= Dataset entries =
===============

PR #2983, opened 2025-12-30
Make Endpoint serializable

tonidero:
### Description
Makes `Endpoint` serializable, so we can cache it in future PRs


tonidero:
Closing for now since we're not making the request cache for now.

===============

= WORK ITEM =
The word to find is "serializable". Copy every line of the records that holds it.

= ANSWER TO THIS PROBLEM =
Make Endpoint serializable
Makes `Endpoint` serializable, so we can cache it in future PRs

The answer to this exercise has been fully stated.